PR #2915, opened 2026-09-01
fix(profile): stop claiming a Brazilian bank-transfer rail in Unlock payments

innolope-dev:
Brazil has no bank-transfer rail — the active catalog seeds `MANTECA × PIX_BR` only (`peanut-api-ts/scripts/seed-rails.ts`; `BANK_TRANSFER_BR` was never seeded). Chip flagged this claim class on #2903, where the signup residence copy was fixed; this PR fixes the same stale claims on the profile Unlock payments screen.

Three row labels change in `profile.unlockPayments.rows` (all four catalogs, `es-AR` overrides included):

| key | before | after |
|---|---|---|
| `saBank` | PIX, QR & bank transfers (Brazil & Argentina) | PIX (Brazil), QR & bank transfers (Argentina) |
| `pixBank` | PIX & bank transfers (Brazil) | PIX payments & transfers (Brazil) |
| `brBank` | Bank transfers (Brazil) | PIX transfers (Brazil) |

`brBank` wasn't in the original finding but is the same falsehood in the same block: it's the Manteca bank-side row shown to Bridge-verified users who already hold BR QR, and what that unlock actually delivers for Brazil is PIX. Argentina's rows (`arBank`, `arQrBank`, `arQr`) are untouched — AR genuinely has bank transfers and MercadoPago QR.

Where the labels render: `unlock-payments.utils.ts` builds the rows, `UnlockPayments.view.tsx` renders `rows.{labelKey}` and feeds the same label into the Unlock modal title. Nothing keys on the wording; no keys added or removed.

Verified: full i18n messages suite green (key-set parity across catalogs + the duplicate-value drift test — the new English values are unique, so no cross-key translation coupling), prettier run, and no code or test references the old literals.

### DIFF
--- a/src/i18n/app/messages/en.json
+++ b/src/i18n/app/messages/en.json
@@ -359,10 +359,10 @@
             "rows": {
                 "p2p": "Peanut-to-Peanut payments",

▬▬▬▬▬▬▬▬▬▬

- **Task item**:
The answer should consist only of the lines from the one containing "Brazil has no" through the last line of the data, given again exactly.

- **Reply**:
Brazil has no bank-transfer rail — the active catalog seeds `MANTECA × PIX_BR` only (`peanut-api-ts/scripts/seed-rails.ts`; `BANK_TRANSFER_BR` was never seeded). Chip flagged this claim class on #2903, where the signup residence copy was fixed; this PR fixes the same stale claims on the profile Unlock payments screen.

Three row labels change in `profile.unlockPayments.rows` (all four catalogs, `es-AR` overrides included):

| key | before | after |
|---|---|---|
| `saBank` | PIX, QR & bank transfers (Brazil & Argentina) | PIX (Brazil), QR & bank transfers (Argentina) |
| `pixBank` | PIX & bank transfers (Brazil) | PIX payments & transfers (Brazil) |
| `brBank` | Bank transfers (Brazil) | PIX transfers (Brazil) |

`brBank` wasn't in the original finding but is the same falsehood in the same block: it's the Manteca bank-side row shown to Bridge-verified users who already hold BR QR, and what that unlock actually delivers for Brazil is PIX. Argentina's rows (`arBank`, `arQrBank`, `arQr`) are untouched — AR genuinely has bank transfers and MercadoPago QR.

Where the labels render: `unlock-payments.utils.ts` builds the rows, `UnlockPayments.view.tsx` renders `rows.{labelKey}` and feeds the same label into the Unlock modal title. Nothing keys on the wording; no keys added or removed.

Verified: full i18n messages suite green (key-set parity across catalogs + the duplicate-value drift test — the new English values are unique, so no cross-key translation coupling), prettier run, and no code or test references the old literals.

### DIFF
--- a/src/i18n/app/messages/en.json
+++ b/src/i18n/app/messages/en.json
@@ -359,10 +359,10 @@
             "rows": {
                 "p2p": "Peanut-to-Peanut payments",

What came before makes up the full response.